**Available data:**
PR #4248, opened 2023-12-01
Fixed error with print report from window with parameters

### LINKED ISSUE #4247: [Bug Report] Loading Report from window with parameter
## Bug report
If you try to print a report from any window, it gives an error.

#### Steps to play

- Go to Physical Inventory
- Try to print from the window on the printer button
- See the bug

#### Screenshot or Gif
image

yamelsenih:
Fixes: #4247

### DIFF
--- a/zkwebui/WEB-INF/src/org/adempiere/webui/apps/ProcessPanel.java
+++ b/zkwebui/WEB-INF/src/org/adempiere/webui/apps/ProcessPanel.java
@@ -632,10 +632,7 @@ public class ProcessPanel extends ProcessController implements SmallViewEditable
 					FDialog.error(getWindowNo(), getPanel(), "Error", saveError);
 				}
 			}
-		} else {
-			saveError = saveParameters();
 		}
-			
 		return saveError;
 	}
 	


marcalwestf (commented):
Test on Swing run successfully:
image

I see now, the error was generated on ZK.
The test will be run on ZK.

marcalwestf (commented):
When trying to reproduce the error, executed on
- Installed bare metal ADempiere or launched from Eclipse 2023-12/Tomcat
- Ubuntu 22.04
- ZK
- Firefox or Chrome

This is the result when trying to print a Physical Inventory:
image

Then, when clicking on Print:
image


I cannot reproduce the error in the context I specified.

e-Evolution:
@yamelsenih Hi Yamel 

I think that instead of removing the logic of saving the parameters, the logic of saving the **Last Run** parameters should be revised, which is how it should work.
 
On the other hand @marcalwestf  Mario, did you prove that this change does not affect the execution of normal processes? Because I understand that the execution of normal processes the parameters are saved with the name ** Last Run **, removing this can cause a malfunction for the processes or normal reports.

i.e.

image

e-Evolution:
@yamelsenih Hi Yamel , @marcalwestf Mario 

By applying the steps described in the issue, I was not able to replicate the problem. In my case, it does not give me an error.

When running before the patch I get the following:

On the other hand, it is very curious in which case the fSavedName is null, since in that case I understand that this line of code would be executed

https://github.com/adempiere/adempiere/blob/master/zkwebui/WEB-INF/src/org/adempiere/webui/apps/ProcessPanel.java#L636

@yamelsenih  can please set all steps to replicase the problem?

Issue #4253, opened 2023-12-01
[Bug Report] Duplicated Session from ZK


yamelsenih:
## Bug report
When trying to load the same session twice, an annoying message appears that does not allow the session to be loaded again.

`Please report conditions to your system administrator or in sf tracker 2832968`

#### Steps by Step
1. Load the same user twice in two browsers
2. Login

PR #4254, opened 2023-12-01
Fixed error with duplicated session

yamelsenih:
Fixes: #4253


marcalwestf (commented):
Followed the instructions on 
- Ubuntu 22.04
- ZK
- Adempiere 394

Results when opening two sessions on Firefox, on Chrome or on either:
- The first session is opened as usual
- The first session is opened as usual
- When the first session is selected again, the following is displayed,
image

 but when clicking on the link, the session seems to be a duplicate from the first.

I cannot reproduce the error on my operating system.
I will try it out on Windows.

Maybe @yamelsenih  you can specify operating system and browser name?

e-Evolution:
This bufix is a good approach

e-Evolution:
@marcalwestf This behavior is very complicated to reproduce, on some occasions ZK lost the context of the session and showed that error on the ZK screen, after the changes I made in ZK for the management of context and sessions it has not happened in any of my clients, so I can assume that it was fixed, @yamelsenih Yamel's approach is correct, that is, if the context is lost or it is inconsistent with the session, then it executes a logout to avoid strange behavior.

PR #4265, opened 2023-12-06
Fixed error with commission run detail report

yamelsenih:
## Setup
For this error you should create:
- Two commission definitions

Name | Commission Group | Calculation Basis | Frequency Type | Currency | List Details | Days due from Payment Term | Commission only specified Orders | Is Percentage | Multiplier Amount
-- | -- | -- | -- | -- | -- | -- | -- | -- | --
Commission 1 | Test Commision Group | Invoice | Monthly | USD | Yes | No | Yes | Yes | 7
Commission 2 | Test Commision Group | Invoice | Monthly | USD | Yes | No | Yes | Yes | 3

- One commission group

Value | Name
-- | --
TCG | Test Commision Group

## Step to Reproduce

After it you should create two commision run:

Document No | Commission | Commission Group
-- | -- | --
TC-1 | Commission 1 |  
TC-2 |   | Test Commision Group

Now just run the **Quote-to-Invoice** -> **Sales and Marketing** -> **Commission Run Detail** report
Screenshot from 2023-12-06 11-13-45

You can run it without parameters
Screenshot from 2023-12-06 11-13-57

Note that the result is that the commission `TC-01` has data but the `TC-2` is not showed even though it should be shown.

## What is the problem? 
Is very easy, the problem is that the view make a mandatory join with `C_Commission` using the `C_CommissionRun.C_Commission_ID` link column instead (`C_CommissionAmt.C_CommissionLine_ID` -> `C_CommissionLine.C_Commission_ID`)

This pull request just add these changes to:

- `db/ddlutils/postgresql/views/RV_COMMISSIONRUNDETAIL.sql`
- `db/ddlutils/oracle/views/RV_COMMISSIONRUNDETAIL.sql`

Also add a XML to apply inside ADempiere dictionary
- `migration/394lts-3.9.4.002/10330_Fixed_Commission_Run_Detail_View.xml`

### DIFF
--- a/db/ddlutils/oracle/views/RV_COMMISSIONRUNDETAIL.sql
+++ b/db/ddlutils/oracle/views/RV_COMMISSIONRUNDETAIL.sql
@@ -34,8 +34,9 @@ SELECT cr.AD_Client_ID, cr.AD_Org_ID, cr.IsActive, cr.Created,cr.CreatedBy, cr.U
     COALESCE (i.AD_User_ID,o.AD_User_ID) AS AD_User_ID,
     COALESCE (i.C_DocType_ID,o.C_DocType_ID) AS C_DocType_ID
 FROM C_CommissionRun cr
-    INNER JOIN C_Commission c ON (cr.C_Commission_ID=c.C_Commission_ID)
     INNER JOIN C_CommissionAmt ca ON (cr.C_CommissionRun_ID=ca.C_CommissionRun_ID)
+    INNER JOIN C_CommissionLine cl ON (cl.C_CommissionLine_ID=ca.C_CommissionLine_ID)
+    INNER JOIN C_Commission c ON (c.C_Commission_ID=cl.C_Commission_ID)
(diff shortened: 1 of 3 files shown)


marcalwestf (commented):
**First Step: reproduce the error**
I made sure there were some invoices completed for the period to be tested.
Also, I made sure the invoiced referenced to the same SalesRep (GardenAdmin).

Followed the instructions and created 
- Two Commission Definitions for the same SalesRep (GardenAdmin) which differ only on the commission %:
image
image


- A _Commission Run_ for the group and executed the action _Prepare_:
image
image

- A _Commission Run_ for the commission and executed the action _Prepare_:
image
image

- Run report _Commission Run Detail_:
image


Result: the report is missing the other commission altogether.

**The error could be reproduced.**

marcalwestf (approved):
**Reproducing the Bug Fix**

1. Successfully apply XML _10330_Fixed_Commission_Run_Detail_View.xml_
2. Run report _Commission Run Detail_ without parameters:
image

Now the report displays both commission definitions; the error was solved.

Tests passed.

marcalwestf:
This pull request has been tested and accepted; it can be merged, but it is waiting for older pull requests to be merged.

PR #4274, opened 2023-12-12
Improve performance at running payroll process

yamelsenih:
## Improve perfomance to Payroll Process
This pull request just separate each movement saving in distints transactions, this is a little change but very useful to improve database long transaction by payroll process

### DIFF
--- a/org.eevolution.hr_and_payroll/src/main/java/base/org/eevolution/hr/model/MHRProcess.java
+++ b/org.eevolution.hr_and_payroll/src/main/java/base/org/eevolution/hr/model/MHRProcess.java
@@ -30,6 +30,7 @@ import java.util.List;
 import java.util.Map;
 import java.util.Optional;
 import java.util.Properties;
+import java.util.concurrent.atomic.AtomicInteger;
 import java.util.logging.Level;
 
 import org.adempiere.core.domains.models.X_HR_Process;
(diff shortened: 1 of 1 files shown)


e-Evolution:
@yamelsenih Hello Yamel!

In a good data model, the smaller the transactions, the better, but on the other hand in ADempiere all documents when completed are atomic, this change would make the payroll processes not atomic, which could cause inconsistency, since the payroll It could fail or not be completed correctly, leaving movements calculated in the middle of the calculation, which can be very risky.

Since this change breaks atomicity, I think we should validate a better implementation, based on the processing flags, although this may be more complicated because it would work based on semaphores and if something fails we have to guarantee that the exception is handled correctly to eliminate calculated moves if something goes wrong.

I think @piracio Horacio could help us in this case to implement the best approach.

I think we should discuss in more depth, I propose tomorrow in the meeting to discuss this important topic.

kind regards
Victor

piracio:
Depends on the case. Internet is full of articles good and bad about the approach.

Here is an example why NOT to use sub-transactions. 
https://about.gitlab.com/blog/2021/09/29/why-we-spent-the-last-month-eliminating-postgresql-subtransactions/

yamelsenih:
Maybe this solution is very little. The real problem is the ADempiere Workflow management.

PR #256, opened 2015-10-23
Fix relogin issue in organization auth

### LINKED ISSUE #255: Organizational account authentication broken in beta8? Forces relogin on every request.
_From @unt1tled on October 23, 2015 1:50_

I'm able to File-New-Project a new Web Application with Organizational Account authentication and successfully login. But ever since beta8, I'm unable to navigate to any page other than Home/Index. It seems as though each [Authorize]d request redirects to the OpenId login page, which in turn redirects me back to the Index Page.

_Copied from original issue: aspnet/Security#544_

phenning:
Fixes #255 

@Tratcher, @rustd


Tratcher:
@HaoK

HaoK:
AutomaticAuthentication is going to become AutomaticAuthenticate once you pick up new packages.  Otherwise :shipit:

Issue #257, opened 2015-10-23
Move webroot:wwwroot from project.json to Microsoft.AspNet.Hosting.json


Tratcher:
https://github.com/aspnet/Templates/blob/dev/src/BaseTemplates/EmptyWeb/project.json#L2
Microsoft.AspNet.Hosting.json:

```
{
  "Hosting:WebRoot": "wwwroot"
}
```

Or

```
{
  "Hosting":
  {
     "WebRoot": "wwwroot"
  }
}
```

@DamianEdwards? I don't recommend promoting WebRoot to a top-level element.
https://github.com/aspnet/dnx/issues/3035
https://github.com/aspnet/Hosting/issues/411

Tratcher:
@davidfowl

rustd:
@Tratcher rc1?

Tratcher:
Yes, rc1

phenning:
This has some tooling impact as well.

Tratcher:
Feedback: remove the Microsoft.AspNet.Hosting.json file from the default templates. The runtime uses intelligent defaults and the file is only needed for customization.

scottaddie:
The `gulpfile.js` file included in the StarterWeb template will need to be adjusted accordingly. It currently pulls in the `project.json` file via `require` and then accesses its `webroot` property.

rustd:
@Tratcher Let's remove the file if the runtime has defaults. The gulpfile will have to be updated to hard code wwwroot as a path.
@Tratcher are you reverting your change?

Tratcher:
I'll take care of the updates today

PR #262, opened 2015-10-26
Move webroot from project.json to Microsoft.AspNet.Hosting.json.

Tratcher:
#257 @davidfowl @BrennanConroy @rustd @phenning

### DIFF
--- a/src/BaseTemplates/EmptyWeb/Microsoft.AspNet.Hosting.json
+++ b/src/BaseTemplates/EmptyWeb/Microsoft.AspNet.Hosting.json
@@ -1,0 +1,3 @@
+{
+  "webroot": "wwwroot"
+}
--- a/src/BaseTemplates/EmptyWeb.vstemplate
+++ b/src/BaseTemplates/EmptyWeb.vstemplate
@@ -18,6 +18,7 @@
   </TemplateData>
   <TemplateContent>
     <Project File="EmptyWeb.xproj" ReplaceParameters="true">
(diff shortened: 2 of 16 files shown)


src/BaseTemplates/EmptyWeb/Microsoft.AspNet.Hosting.json
```diff
@@ -0,0 +1,3 @@
+{
+  "Hosting:WebRoot": "wwwroot"
```
davidfowl: Change the casing to be "hosting:webRoot":

Tratcher: how about just "hosting:webroot"?

davidfowl: better

Tratcher:
Updated

phenning:
Also needs to be removed in the project.json files under src\Rules.

Tratcher:
Updated @phenning

Tratcher:
Or @phenning, do I not need to add Microsoft.AspNet.Hosting.json to all of the Rules projects because it's not different from the base project?

davidfowl:
:shipit: We should just put the server name in here too :smile:

phenning:
@Tratcher You only need to add it to the base templates if the content is identical between ind auth/no auth, etc.

Tratcher:
@davidfowl That would make it harder to have multiple server commands.

Issue #188, opened 2015-09-30
Add TargetFrameworkVersion to .xproj files


phenning:
We may need this in order to properly handle frameworks other then 4.5.1

/cc @BillHiebert

phenning:
After talking to @BillHiebert, we decided to punt this to RC2 for more bake-time since there is currently nothing explicitly broken at the moment.

PR #266, opened 2015-10-27
Add TargetFrameworkVersion to xproj files.

phenning:
#188

/cc @BillHiebert @davidfowl @rustd


davidfowl:
How is this correct? Why wouldn't it be in the targets file instead of the template?

BillHiebert:
It's not, and the targets file is worse since it is shared across all projects. At least this allows the projects created as 4.5.2, 4.6 etc, to advertise their target framework correctly.  I am not sure what the right thing to do is since it should reflect what is in project.json and never be hardcoded like this. Maybe we should be setting that property via a target/task in msbuild which reads the value from the json file. But even that is problematic if there is more than one framework defined in project.json.

phenning:
We're going to hold off on this PR until post RC1, since we don't see anything obvious that is broken at the moment.

PR #271, opened 2015-10-28
Don't add Microsoft.AspNet.Hosting.json by default. 

Tratcher:
#257 @davidfowl @rustd @phenning

And hard code wwwroot in gulpfile.js.


davidfowl:
:shipit:

phenning:
:shipit:

PR #285, opened 2015-10-30
Default configuration for WebAPI template

logic01:
Be kind this is my first time using git.


rustd:
@logic01 what issue are you fixing? As a best practice, please open an issue first before sending the PR so we can look at what the problem is.

logic01:
Closed so I can create an Issue and make the appsettings.json change recomended by rustd and ashimoon.

Issue #287, opened 2015-10-30
Add default configuration to WebApi template.


logic01:
Currently the WebApi template does not contain any default configuration file or initialization there of.

rustd:
@logic01  As part of this https://github.com/aspnet/Templates/issues/286 we update the Web API template to include Configuration. 
Thank you for reporting this issue.

Issue #286, opened 2015-10-30
Add sensible defaults to templates that use logging


rynowak:
We've added a bunch of features to logging to improve the local dev story for use with the console logger. Most importantly we want to provide a sensible set of default logging levels for the console logging experience so that users aren't overwhelmed with spam. We want this filtering to more restrictive around log messages provided by the system, and not restrictive around log messages added by the developer, so a single level won't do.

This change adds a configuration file for logging as well as the startup code to wire it up. The configuration file approach is important as a jumping off point for more fine-tuning of what messages are included and excluded.

**Change to constructor**

```
            Configuration = builder.Build();
```

**Becomes**

```
            Configuration = builder.Build().ReloadOnChanged("appsettings.json");
```

**Change to `Configure(...)`**

```
            loggerFactory.MinimumLevel = LogLevel.Information;
            loggerFactory.AddConsole();
            loggerFactory.AddDebug();
```

**Becomes**

```
            loggerFactory.AddConsole(Configuration.GetSection("Logging"));
            loggerFactory.AddDebug();
```

**Add to appsettings.json**

```
{
  "Logging": {
    "IncludeScopes": false,
    "Switches": {
      "Default": "Verbose",
      "System": "Information",
      "Microsoft": "Information"
    }
}
```

**Add to project.json**

```
  "dependencies": {
    ...
    "Microsoft.Extensions.Configuration.FileProviderExtensions" : "1.0.0-*",
    ...
  },
```

rustd:
@phenning we just updated the code changes.

phenning:
e6d34253635d243e1d639d51b98ec038c00f1998

PR #288, opened 2015-10-30
Fix issue #287 - Default configuration for WebApi template

logic01:
Fixed to fit beta 8 standard.


rustd:
@logic01 Thank you for the PR. This was fixed when we fixed https://github.com/aspnet/Templates/issues/286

**Requirement:** Please return exactly the lines that run from the line with "Fixed to fit beta 8 standard." through the end of the records above, both included, and nothing more.

**Task response:**
Fixed to fit beta 8 standard.


rustd:
@logic01 Thank you for the PR. This was fixed when we fixed https://github.com/aspnet/Templates/issues/286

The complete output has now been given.